Solusi Alternatif yang Lebih Adil
Untuk meningkatkan penerimaan negara tanpa menaikkan PPN menjadi 12%, pemerintah dapat mempertimbangkan solusi berikut:
Optimalisasi Pemungutan Pajak
Daripada menaikkan tarif, pemerintah sebaiknya fokus pada efisiensi pemungutan pajak. Dengan memperluas basis pajak dan meningkatkan kepatuhan wajib pajak, pemerintah dapat meningkatkan penerimaan hingga 5-10% tanpa membebani masyarakat.
Pengurangan Insentif Pajak Tidak Tepat Sasaran
Banyak insentif pajak yang tidak efisien dan tidak memberikan dampak signifikan terhadap perekonomian.
Dengan mengevaluasi kembali insentif ini, pemerintah dapat menambah penerimaan hingga Rp20 triliun per tahun.
Diversifikasi Pajak
Pengenaan pajak baru, seperti pajak karbon dan pajak atas aset digital, dapat menjadi sumber penerimaan baru.
Potensi penerimaan dari pajak karbon saja diperkirakan mencapai Rp30 triliun per tahun.
Peningkatan Pajak Penghasilan untuk Kelompok Kaya
Dengan menerapkan tarif progresif untuk kelompok berpenghasilan tinggi, pemerintah dapat meningkatkan kontribusi dari kalangan yang lebih mampu.
Reformasi ini diperkirakan dapat menambah penerimaan sebesar Rp40 triliun per tahun.

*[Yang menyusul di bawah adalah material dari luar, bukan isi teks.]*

PR #5334, opened 2025-08-23
AO3-6415 Reorganize the My Assignments page

marcus8448:
# Pull Request Checklist

## Issue

https://otwarchive.atlassian.net/browse/AO3-6415

## Purpose

This PR splits the My Assignments page to either list unposted or completed assignments and lists assignments from newest to oldest, so that it's easier to find assignments that need work.
The assignment count in the user sidebar has also been updated to only include unposted (actionable) assignments.

It also adds pagination to aid users with many assignments.

## Testing Instructions

TBD

## Credit

marcus8448 (he/him)


app/views/challenge_assignments/_user_index.html.erb
```diff
@@ -1,20 +1,41 @@
...
+          user_assignments_path(@user, collection_id: params[:collection_id], posted: true),
+          params[:posted] == "true") %>
+  </li>
+</ul>
 <!--/subnav-->
 
 <!--main content-->
 <% unless @collection %>
-  <p class="note"><%= ts('Looking for prompts you claimed in a prompt meme? Try') %> <%= link_to ts("My Claims"), user_claims_path(@user) %></p>
+  <p class="notes"><%= t(".claims_note_html", claims_link: link_to(t(".claims_link"), user_claims_path(@user))) %></p>
```
sarken: Just a quick [i18n house style](https://github.com/otwcode/otwarchive/wiki/Internationalization-%28i18n%29-Standards#hyperlinks) note, not a full review! (But I do like what I'm seeing so far; thank you for working on this!) 

When we use links in variable interpolation, we use the `_link` suffix for the variable, but drop it for the translated text, e.g. `claims_link: link_to(t(".claims")`

app/models/challenge_assignment.rb
```diff
@@ -79,6 +79,7 @@ def signups_match
   }
 
   scope :posted, -> { joins(WORKS_JOIN).where("challenge_assignments.creation_id IS NOT NULL AND works.posted = 1") }
+  scope :unposted, -> { joins(WORKS_JOIN).where("challenge_assignments.creation_id IS NULL OR works.posted = 0") }
```
sarken: It looks like we already have an `unposted` scope: https://github.com/otwcode/otwarchive/blob/48abf3174c5d2c5caf0e7ca9419f7674081eab12/app/models/challenge_assignment.rb#L113

The placement is a little odd so it was easy to miss, but I think we want to keep it there so `challenge_assignment` and `challenge_claim` stay organized roughly the same.

app/views/challenge_assignments/_user_index.html.erb
```diff
@@ -1,20 +1,41 @@
...
+</ul>
 <!--/subnav-->
 
 <!--main content-->
 <% unless @collection %>
-  <p class="note"><%= ts('Looking for prompts you claimed in a prompt meme? Try') %> <%= link_to ts("My Claims"), user_claims_path(@user) %></p>
+  <p class="notes"><%= t(".claims_note_html", claims_link: link_to(t(".claims"), user_claims_path(@user))) %></p>
 <% end %>
 
+<%== pagy_nav @pagy %>
```
sarken, line 32: Could you add a blank line after this and another before the bottom pagination? We don't have any hard and fast rules and blank lines between sections, but I think it generally makes one-line bits like pagination easier to spot when skimming the view files. (I actually missed the top pagination when I was first looking for it!)

app/models/user.rb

Implementasi Digitalisasi Administrasi Pajak
Sistem digitalisasi yang lebih baik dapat meminimalkan kebocoran pajak. Diperkirakan, digitalisasi ini dapat meningkatkan penerimaan hingga Rp50 triliun per tahun.
Reformasi Pajak Daerah
Pajak daerah, terutama pada sektor properti dan kendaraan bermotor, memiliki potensi besar yang belum dimanfaatkan secara optimal. Dengan reformasi pajak daerah, tambahan penerimaan sebesar Rp15 triliun per tahun dapat dicapai.
Masih banyak cara lain untuk mengoptimalisasikan penerimaan negara, namun Sri Mulyani beserta tim ekonomi tidak mau menempuh cara kompleks dan memilih jalan pintas yang gampang padahal dampaknya akan jauh lebih buruk bagi daya beli dan perekonomian keseluruhan.
Kenaikan tarif PPN menjadi 12% mungkin terlihat sebagai solusi cepat untuk meningkatkan penerimaan negara.
Namun, dampaknya terhadap konsumsi, daya beli, dan kemiskinan menunjukkan bahwa kebijakan ini dapat memperlambat pertumbuhan ekonomi dan memperburuk kesenjangan sosial.
Dengan memanfaatkan solusi alternatif seperti optimalisasi pemungutan pajak, diversifikasi basis pajak, dan digitalisasi administrasi perpajakan, pemerintah dapat meningkatkan penerimaan negara tanpa membebani masyarakat.
Pemerintah harus bijak dalam merancang kebijakan fiskal, memastikan bahwa setiap kebijakan tidak hanya meningkatkan penerimaan, tetapi juga melindungi daya beli masyarakat dan mendorong pertumbuhan ekonomi yang inklusif.
Memilih solusi yang lebih berkeadilan akan menunjukkan komitmen pemerintah dalam menjaga kesejahteraan rakyat sekaligus mencapai tujuan fiskal yang berkelanjutan.